Per tre anni l’Unione Europea si è svenata per
salvare le banche tedesche, ma nessuna autorità monetaria italiana si è permesso
di denunciarlo in pubblico - nonché di ostacolare il salvataggio (ma questo è
un altro discorso, bisogna tornarci su). L’effetto annuncio
è sempre stato particolarmente incisivo in materia monetaria e finanziaria.
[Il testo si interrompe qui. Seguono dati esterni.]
PR #2360, opened 2023-09-04
performance: avoid reloading config

georgejean:
Each times `require("core.utils").load_config` is called, custom chadrc and custom mappings are merged with the default.
In particular, each call triggers the function `remove_disabled_keys` which merges the mappings.
I think it's not always necessary (excepting in the autocommand in `core.init.lua` which reloads some chadrc options on save), but maybe I'm wrong.
I propose these changes to solve this problem (use config as a property, not a method). The `config` property could perhaps be used in the `ui` repo too.
Below is a test which shows the number of calls before and after the changes.
## Before :
nvchad_load_config1

## After :
nvchad_load_config2

_Note_: I've also added a test to avoid the case where the chadrc file was created but is empty (nil).

### DIFF
--- a/.github/README.md
+++ b/.github/README.md
@@ -88,8 +88,7 @@ A fuzzy file finder, picker, sorter, previewer and much more:
 
 - Many beautiful themes, theme toggler by our [base46 plugin](https://github.com/NvChad/base46)
 - Inbuilt terminal toggling & management with [Nvterm](https://github.com/NvChad/nvterm)
-- NvChad updater, hide & unhide terminal buffers with [NvChad extensions](https://github.com/NvChad/extensions)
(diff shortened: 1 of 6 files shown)


siduck:
@georgejean  you should change it at many other places too i.e our plugins (ui & base46)

image

georgejean:
Ok, I will change it and do some testing before making PR at these repos.

siduck:
> Ok, I will change it and do some testing before making PR at these repos.

no worries, i'll do it tomorrow!

siduck:
ig its better to add this feature from v3.0 :D

lucario387:
This makes it so the au in `core/init.lua` doesn't work anymore :thinking: 

I won't fix it :_p:

siduck:
> This makes it so the au in `core/init.lua` doesn't work anymore 🤔
> 
> I won't fix it :_p:

@lucario387 its just in testing so chill, I will not merge it into main unless it works 100% at all places

PR #2371, opened 2023-09-08
add fzf telescope extension to improve sorting performance

kayuxx:
This is a suggestion that was already made in the Discord suggestion section. The addition of [telescope-fzf-native](https://github.com/nvim-telescope/telescope-fzf-native.nvim) can improve performance and sorting behavior (as also recommended by Telescope itself) so, it would be better to include this in **V3.0**.

_**Note**: this extension requires `make` and `gcc`_

### DIFF
--- a/lua/plugins/configs/telescope.lua
+++ b/lua/plugins/configs/telescope.lua
@@ -49,7 +49,7 @@ local options = {
     },
   },
 
-  extensions_list = { "themes", "terms" },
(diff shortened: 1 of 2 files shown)


siduck:
you should set it in extensions too 

image

kayuxx:
@siduck, I just realized that I forgot it.

siduck (approved):

PR #2382, opened 2023-09-12
Keep Visual Selection when indent

a-b:
Features Added:
- When user indent visually selected text with `>>` or `<<` this change will keep visual selection

Reasoning:
Text indentation is used quite often. Many public vim configs contain similar mapping. My understanding is that this was not implemented earlier because `gv` was remapped until recent time.

### DIFF
--- a/lua/core/mappings.lua
+++ b/lua/core/mappings.lua
@@ -61,6 +61,8 @@ M.general = {
   v = {
     ["<Up>"] = { 'v:count || mode(1)[0:1] == "no" ? "k" : "gk"', "Move up", opts = { expr = true } },
     ["<Down>"] = { 'v:count || mode(1)[0:1] == "no" ? "j" : "gj"', "Move down", opts = { expr = true } },
+    ["<"] = { "<gv", "Indent line" },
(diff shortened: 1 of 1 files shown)


siduck:
could you show behavior with / without this?

a-b:
### Previous behavior
1. Visually select a block of text
2. Press `>` and `>` to indent it to the right
3. Visual selection drops

### Proposed behavior
1. Visually select a block of text
2. Press `>` and `>` to indent it to the right
3. Visual selection stays so that we can repeat step 2 without selecting text again or restore visual selection `gv`

Same works for indentation to the left `<` and `<`

### Links
- https://vimhelp.org/change.txt.html#%3E%3E
- https://vimhelp.org/change.txt.html#%3C%3C
- https://vimhelp.org/visual.txt.html#gv

Please let me know if you have any questions.

siduck (approved):

yusufshalaby:
Just press `.` to repeat the indent

a-b:
@yusufshalaby - you're not wrong; the downside of your solution is that visual selection still goes away -- for huge files that make a difference.

PR #2391, opened 2023-09-16
fix: Improve `remove_disabled_keys` to actually remove keys

kjughx:
There was no way to properly disable a keybinding before. Remapping a keybinding to `{}` only bound it to nothing.
E.g., I have bound  "<leader>c" to close a tab but by default "\<leader\>ch" is bound to NvCheatsheet , so if I press \<leader\>, wait for some time and then 'c', it is interpreted as a prefix. I'd like to unbind "\<leader\>ch" (and all bindings that have "<leader>c" as a prefix) so the above behaviour doesn't happen.

So `remove_disabled_keys()` now actually _removes_ the keys by creating a new table that merges default_mappings and chadrc_mappings but ignores keybindings that are bound to `{}`.

### DIFF
--- a/lua/core/utils.lua
+++ b/lua/core/utils.lua
@@ -1,6 +1,16 @@
 local M = {}
 local merge_tb = vim.tbl_deep_extend
 
+local key_exists = function(mappings, section, mode, key)
+  if not mappings[section] then
+    return false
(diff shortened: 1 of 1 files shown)


siduck:
M.disabled

PR #2443, opened 2023-10-15
Fix unreachable mappings for the lsp

KorigamiK:
since `<leader>ff` exists `<leader>f` cannot happen. so I change it to `<leader>lf`


siduck:
@KorigamiK leader f works here

KorigamiK:
> @KorigamiK leader f works here

Yes, however it's not ideal. There is a delay of at least `1s` before the floating diagnostic window pops up. 
This time is significant enough to be noticeably sluggish. So another keybind is kinda ideal.

PR #2456, opened 2023-10-22
feat(mappings): make <esc> a cmd to remove flickering

TheFedaikin:
This is a small PR to address `Esc` flickering that will occur if you install `dressing.nvim` or any other plugin that will modify the appearance of command-line mode. Unless I missed something functionality is exactly the same.

If needed I can add screenshot, but this should be self-explanatory.

Edit - Screenshot is below:
flicker

### DIFF
--- a/lua/core/mappings.lua
+++ b/lua/core/mappings.lua
@@ -16,7 +16,7 @@ M.general = {
   },
 
   n = {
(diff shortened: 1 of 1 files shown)


siduck (approved):

BrunoKrugel:
You could achieve this with `opts = { silent = true }`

L’opinione italiana bizzarramente lo trascura, mentre è usato con virulenza, e
anche con violenza, a Berlino. Soprattutto contro l’Italia.
In
materia di moneta la discrezione è sempre stata d’obbligo, e più tra i diretti
responsabili, i vertici delle banche centrali e i ministri del Tesoro e delle
Finanze. Ogni loro dichiarazione influenza i mercati. La regola è nota a tutti,
e tutti si comportano di conseguenza: se un ministro del Tesoro o un presidente
di banca centrale dice che qualcosa non va, non si sta a discutere, si agisce
di conseguenza. Tanto più con questa Bundesbank, il cui presidente Weidmann è
solo un impiegato di Angela Merkel, uno della sua segreteria che aveva un
diploma in Economia, nemmeno la laurea.
Da
quattro anni ormai (il libro “Gentile Germania” documenta la prassi a cadenza
alternata quindicinale), Weidmann e Schaǔble, il ministro delle Finanze,
trovano sempre un motivo per allarmare i mercati sull’Italia. Il lavoro è poco
flessibile. C’è troppa disoccupazione. C’è troppa
evasione. Il debito cresce. La produttività ristagna. I beni pubblici non si
vendono. Le riforme non decollano. Dove non il fatto in sé conta: nessuno va a
vedere la flessibilità e le “riforme”. Ma conta l’autorevolezza della critica.